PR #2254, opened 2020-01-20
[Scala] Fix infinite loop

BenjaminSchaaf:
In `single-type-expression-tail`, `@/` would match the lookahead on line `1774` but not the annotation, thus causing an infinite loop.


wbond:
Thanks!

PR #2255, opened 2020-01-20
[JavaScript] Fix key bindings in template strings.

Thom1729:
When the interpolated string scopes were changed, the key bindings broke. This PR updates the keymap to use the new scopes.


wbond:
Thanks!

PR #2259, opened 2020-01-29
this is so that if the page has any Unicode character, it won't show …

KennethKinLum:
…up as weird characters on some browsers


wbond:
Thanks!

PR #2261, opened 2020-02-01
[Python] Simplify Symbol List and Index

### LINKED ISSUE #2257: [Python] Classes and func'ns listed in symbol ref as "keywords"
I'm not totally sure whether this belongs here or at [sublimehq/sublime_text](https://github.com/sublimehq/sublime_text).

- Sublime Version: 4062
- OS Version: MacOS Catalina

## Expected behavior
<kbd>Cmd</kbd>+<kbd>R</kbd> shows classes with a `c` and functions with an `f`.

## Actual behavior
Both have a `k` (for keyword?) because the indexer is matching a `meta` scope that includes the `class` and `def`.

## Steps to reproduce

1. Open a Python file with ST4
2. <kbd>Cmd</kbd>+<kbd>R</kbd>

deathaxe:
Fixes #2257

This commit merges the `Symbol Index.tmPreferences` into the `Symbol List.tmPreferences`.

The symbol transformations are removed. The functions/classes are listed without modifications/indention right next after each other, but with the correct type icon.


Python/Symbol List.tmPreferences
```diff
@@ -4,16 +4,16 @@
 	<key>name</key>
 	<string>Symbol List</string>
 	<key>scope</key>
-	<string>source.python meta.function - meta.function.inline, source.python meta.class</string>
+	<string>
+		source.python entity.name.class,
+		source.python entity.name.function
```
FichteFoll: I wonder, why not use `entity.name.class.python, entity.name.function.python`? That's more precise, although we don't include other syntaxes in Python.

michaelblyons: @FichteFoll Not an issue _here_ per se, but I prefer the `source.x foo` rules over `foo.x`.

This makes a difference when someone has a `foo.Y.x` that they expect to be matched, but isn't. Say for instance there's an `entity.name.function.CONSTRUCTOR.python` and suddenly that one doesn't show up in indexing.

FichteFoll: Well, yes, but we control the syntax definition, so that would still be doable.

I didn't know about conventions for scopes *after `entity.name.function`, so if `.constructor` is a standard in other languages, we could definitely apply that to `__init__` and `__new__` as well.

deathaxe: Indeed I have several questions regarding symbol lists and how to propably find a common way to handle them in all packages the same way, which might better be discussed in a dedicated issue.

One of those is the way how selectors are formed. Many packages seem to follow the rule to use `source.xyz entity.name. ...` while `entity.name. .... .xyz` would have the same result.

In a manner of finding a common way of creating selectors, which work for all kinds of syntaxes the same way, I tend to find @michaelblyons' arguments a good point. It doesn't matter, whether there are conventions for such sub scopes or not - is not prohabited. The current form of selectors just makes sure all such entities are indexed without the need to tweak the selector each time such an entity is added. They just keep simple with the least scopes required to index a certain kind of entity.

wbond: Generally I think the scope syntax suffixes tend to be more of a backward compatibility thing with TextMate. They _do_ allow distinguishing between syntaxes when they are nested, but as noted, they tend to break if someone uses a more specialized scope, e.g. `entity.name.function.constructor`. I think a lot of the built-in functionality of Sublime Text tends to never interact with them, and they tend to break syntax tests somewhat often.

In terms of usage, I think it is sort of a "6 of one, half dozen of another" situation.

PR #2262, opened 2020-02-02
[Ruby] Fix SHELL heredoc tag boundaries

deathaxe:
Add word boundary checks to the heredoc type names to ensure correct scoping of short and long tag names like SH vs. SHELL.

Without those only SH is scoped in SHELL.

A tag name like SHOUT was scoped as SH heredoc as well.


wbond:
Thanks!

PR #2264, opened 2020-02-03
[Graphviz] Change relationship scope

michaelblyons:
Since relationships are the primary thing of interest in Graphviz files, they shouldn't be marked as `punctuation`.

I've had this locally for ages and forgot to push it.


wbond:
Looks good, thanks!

•••

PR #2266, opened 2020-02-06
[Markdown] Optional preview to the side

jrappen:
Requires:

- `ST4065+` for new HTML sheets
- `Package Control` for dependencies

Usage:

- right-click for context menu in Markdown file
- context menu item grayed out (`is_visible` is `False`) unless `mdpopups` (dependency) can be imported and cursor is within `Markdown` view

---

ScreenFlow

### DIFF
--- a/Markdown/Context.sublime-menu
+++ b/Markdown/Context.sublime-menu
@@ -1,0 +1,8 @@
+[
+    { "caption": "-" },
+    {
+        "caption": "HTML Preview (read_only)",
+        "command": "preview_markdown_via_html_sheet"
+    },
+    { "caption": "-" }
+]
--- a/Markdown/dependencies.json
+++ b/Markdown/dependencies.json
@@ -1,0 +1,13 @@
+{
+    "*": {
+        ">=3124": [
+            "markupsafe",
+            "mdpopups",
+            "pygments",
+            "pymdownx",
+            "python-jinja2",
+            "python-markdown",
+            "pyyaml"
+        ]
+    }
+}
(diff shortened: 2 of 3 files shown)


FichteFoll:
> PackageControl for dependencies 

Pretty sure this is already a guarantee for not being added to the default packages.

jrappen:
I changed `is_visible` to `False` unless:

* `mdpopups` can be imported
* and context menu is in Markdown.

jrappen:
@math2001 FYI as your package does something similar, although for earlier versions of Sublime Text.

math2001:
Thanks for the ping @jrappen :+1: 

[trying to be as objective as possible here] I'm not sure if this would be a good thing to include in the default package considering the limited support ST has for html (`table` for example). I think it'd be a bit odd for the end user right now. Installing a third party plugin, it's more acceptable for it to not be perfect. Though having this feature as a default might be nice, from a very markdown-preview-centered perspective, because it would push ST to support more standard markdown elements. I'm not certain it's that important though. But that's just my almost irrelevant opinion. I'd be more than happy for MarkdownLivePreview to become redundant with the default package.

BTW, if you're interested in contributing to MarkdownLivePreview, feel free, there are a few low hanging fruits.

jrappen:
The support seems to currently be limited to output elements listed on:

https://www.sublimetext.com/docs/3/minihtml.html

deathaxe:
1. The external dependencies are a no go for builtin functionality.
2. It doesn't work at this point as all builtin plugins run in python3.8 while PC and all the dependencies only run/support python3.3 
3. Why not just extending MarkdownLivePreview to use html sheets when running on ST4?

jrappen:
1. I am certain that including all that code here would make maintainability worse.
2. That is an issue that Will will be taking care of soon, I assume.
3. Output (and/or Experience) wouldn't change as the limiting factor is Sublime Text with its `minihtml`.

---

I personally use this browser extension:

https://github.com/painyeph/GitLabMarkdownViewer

•••

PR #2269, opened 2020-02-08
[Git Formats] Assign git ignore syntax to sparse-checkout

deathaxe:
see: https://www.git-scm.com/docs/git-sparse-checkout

•••

INSTRUCTIONS FOR THE TASK: Only the lines above starting at the line that holds "Without those only SH is scoped in SHELL." and ending at the line that holds "Looks good, thanks!" are to be repeated, exactly and in full.

RESULT OF THIS EXERCISE:
Without those only SH is scoped in SHELL.

A tag name like SHOUT was scoped as SH heredoc as well.


wbond:
Thanks!

PR #2264, opened 2020-02-03
[Graphviz] Change relationship scope

michaelblyons:
Since relationships are the primary thing of interest in Graphviz files, they shouldn't be marked as `punctuation`.

I've had this locally for ages and forgot to push it.


wbond:
Looks good, thanks!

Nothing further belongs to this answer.